Legal, but under certain conditions
Many immigration lawyers and human rights advocates were disappointed when the Federal Court of Appeal ruled in 2020 that the lack of a time limit for immigration detention was constitutional.
But the court did outline the necessary conditions for detention to remain legal. For instance, the possibility of removal must be realistic and grounded in evidence. If not, the person must be released.
Bharati believes many detention cases don’t comply with the criteria established by the court, but says most migrants don’t have the means to challenge their detention.
There are two things the federal government could do right away to improve the lives of migrants, he says: adopting a time limit for immigration detention, and ending the use of provincial jails for that purpose. He and other lawyers are challenging the constitutionality of that second practice in court.
For many human rights organizations in Canada, such as Amnesty International, Human Rights Watch and Solidarity Across Borders, the ultimate goal is ending immigration detention altogether.
The office of Public Safety Minister Marco Mendicino, who is responsible for CBSA, says detention is “always a measure of last resort,” and that the government continues to seek alternatives to detention.
“While we have made progress, there remains much work to be done and we will continue working hard to reduce the use of immigration detention,” wrote Mendicino’s spokesperson in response to Radio-Canada/CBC’s request for comment.
But the minister’s office would not say if they’re open to adopting a time limit for this type of detention.
‘This is not Canada’
Unlike Canada, several western countries have set legal time limits for immigration detention.
For example, in the 27 countries of the European Union, detention must not exceed six months, according to a 2008 European Parliament directive. However, the same directive provides for an extension of up to 12 months in some circumstances.

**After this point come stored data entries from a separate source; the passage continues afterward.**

PR #145, opened 2017-08-18
Create scholarship controller

### LINKED ISSUE #144: Add Scholarship[&Applications] controllers/routes
# Feature
Adds Scholarship and ScholarshipApplications endpoints to API
Backend support for the scholarship application flow

Accept incoming GET requests for /scholarships & /scholarships/:id
Accept incoming POST requests for /scholarship_applications

jmayergit:
# Description of changes

Adds Scholarship and ScholarshipApplications endpoints to API so that verified users can apply for scholarships

# Issue Resolved

Fixes #144

### DIFF
--- a/app/controllers/api/v1/scholarship_applications_controller.rb
+++ b/app/controllers/api/v1/scholarship_applications_controller.rb
@@ -8,7 +8,7 @@ module Api
         if @scholarship_application.save
           render json: { redirect_to: '/success' }
         else
-          render json: @scholarship_application.errors, status: :unauthorized
+          render json: { errors: @scholarship_application.errors.values }, status: :bad_request
         end
       end
     end
--- a/app/controllers/api/v1/scholarship_applications_controller.rb
+++ b/app/controllers/api/v1/scholarship_applications_controller.rb
@@ -1,0 +1,16 @@
+module Api
+  module V1
+    class ScholarshipApplicationsController < ApplicationController
+      respond_to :json
+
+      def create
+        @scholarship_application = ScholarshipApplication.new(reason: params[:reason], terms_accpeted: params[:terms_accepted], scholarship_id: params[:scholarship_id], user_id: current_user.id)
+        if @scholarship_application.save
+          render json: { redirect_to: '/success' }
+        else
+          render json: @scholarship_application.errors, status: :unauthorized
+        end
+      end
+    end
+  end
+end
--- a/app/controllers/api/v1/scholarship_applications_controller.rb
+++ b/app/controllers/api/v1/scholarship_applications_controller.rb
@@ -1,15 +1,18 @@
 module Api
   module V1
     class ScholarshipApplicationsController < ApplicationController
-      respond_to :json
-
       def create
-        @scholarship_application = ScholarshipApplication.new(reason: params[:reason], terms_accpeted: params[:terms_accepted], scholarship_id: params[:scholarship_id], user_id: current_user.id)
-        if @scholarship_application.save
-          render json: { redirect_to: '/success' }
-        else
-          render json: { errors: @scholarship_application.errors.values }, status: :bad_request
-        end
+        current_user.scholarship_applications.create! scholarship_application_params
+
+        render json: { redirect_to: '/success' }, status: :created
+      rescue StandardError => e
+        render json: { error: e.message }, status: :bad_request
+      end
+
+      private
+
+      def scholarship_application_params
+        params.require(:scholarship_application).permit(:reason, :terms_accepted, :scholarship_id)
       end
     end
   end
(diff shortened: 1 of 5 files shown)


app/controllers/api/v1/scholarship_applications_controller.rb
```diff
@@ -0,0 +1,16 @@
...
+  module V1
+    class ScholarshipApplicationsController < ApplicationController
+      respond_to :json
+
+      def create
+        @scholarship_application = ScholarshipApplication.new(reason: params[:reason], terms_accpeted: params[:terms_accepted], scholarship_id: params[:scholarship_id], user_id: current_user.id)
+        if @scholarship_application.save
+          render json: { redirect_to: '/success' }
+        else
+          render json: { errors: @scholarship_application.errors.values }, status: :bad_request
```
hpjaj: Since this `@scholarship_application` instance variable is only being used locally, and does not need to be accessible in a view, it can just be a local variable, i.e. `scholarship_application`.

app/controllers/api/v1/scholarship_applications_controller.rb
```diff
@@ -0,0 +1,16 @@
+module Api
+  module V1
+    class ScholarshipApplicationsController < ApplicationController
+      respond_to :json
+
+      def create
+        @scholarship_application = ScholarshipApplication.new(reason: params[:reason], terms_accpeted: params[:terms_accepted], scholarship_id: params[:scholarship_id], user_id: current_user.id)
```
hpjaj: Instead of passing in all of the attributes here, you can leverage strong params.  For example:

```ruby
def scholarship_application_params
  params.require(:scholarship_application).permit(:reason, :terms_accepted, :scholarship_id, :user_id)
end
```

If the params do not have the attributes nested within a `scholarship_application` key (i.e. 
`{ scholarship_application: { reason: ..., user_id: ... } }`, then you can do a less strict version of the strong params like this:

```ruby
def scholarship_application_params
  params.permit(:reason, :terms_accepted, :scholarship_id, :user_id)
end
```


And then you can just call:

```ruby
ScholarshipApplication.create! scholarship_application_params
```

app/controllers/api/v1/scholarship_applications_controller.rb
```diff
@@ -0,0 +1,16 @@
...
+        if @scholarship_application.save
+          render json: { redirect_to: '/success' }
+        else
```
hpjaj: Instead of the conditional (`else`) here, you can use the `create!` with a `!`, and then `rescue` any errors, and `render` them to the frontend.

Here is an example of that in the [`api/v1/team_members_controller`](https://github.com/OperationCode/operationcode_backend/blob/master/app/controllers/api/v1/team_members_controller.rb#L10-L16).

hpjaj:
There is a typo in one of the attributes in the `ScholarshipApplication` db table: [`terms_accpeted`](https://github.com/OperationCode/operationcode_backend/blob/master/db/schema.rb#L64).

app/controllers/api/v1/scholarships_controller.rb
```diff
@@ -0,0 +1,13 @@
+module Api
+  module V1
+    class ScholarshipsController < ApplicationController
+      def index
+        render json: Scholarship.all
+      end
+
+      def show
+        render json: Scholarship.find(params[:id])
```
hpjaj: The `find` method can error out, if it does not find the record, for whatever reason.  To avoid that, one solution would be to use the `find_by` method.  i.e. `Scholarship.find_by(id: params[:id])`.  

If it does not find a record that meets the criteria, it just returns `nil`.  Give these a try in the rails console.

That said, you might want to pair this with some error protection (i.e. `if it finds the record, render it.  else, render some error sentence`).

app/controllers/api/v1/scholarship_applications_controller.rb
jmayergit: Awesome, I really appreciate it Harry

jmayergit: Since I don't send `:user_id` from the front, in other words since we don't receive it as a paramter, I went ahead and did this

```ruby
params.require(:scholarship_application).permit(:reason, :terms_accepted, :scholarship_id).merge(user_id: current_user.id)
```

app/controllers/api/v1/scholarships_controller.rb
jmayergit: Okie dokie

app/controllers/api/v1/scholarship_applications_controller.rb
hpjaj: Creative, you could do that.  It feels like a little misdirection IMO.  

What about building the `ScholarshipApplication` object directly off the `current_user`?  Like this:

```ruby
current_user.scholarship_applications.create! scholarship_application_params
```

jmayergit: Nice!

In some countries, immigration detention isn’t even part of the approach. That’s the case in Argentina, where a 2004 law officially recognizes the right to migrate.
“With regard to persons in an irregular situation, as long as the irregularity is an administrative offence – not a crime – the rule to be applied is the same: remain in liberty during the administrative process,” says Noelia Garone, director of human rights protection with Amnesty International in Argentina.
In 2016, a new right-wing government with an anti-immigrant bent tried to establish Argentina’s first immigration detention centre, but faced with widespread opposition, it never opened.
“Why should we detain them if they have not committed a crime?” asks lawyer Pablo Ceriani Cernadas, co-ordinator of the migration and asylum research program at the National University of Lanús, Argentina.
The question haunts Warssama and other immigration detainees like him.
“When I was in jail, I’d think, this is not Canada. I came here for a better life.”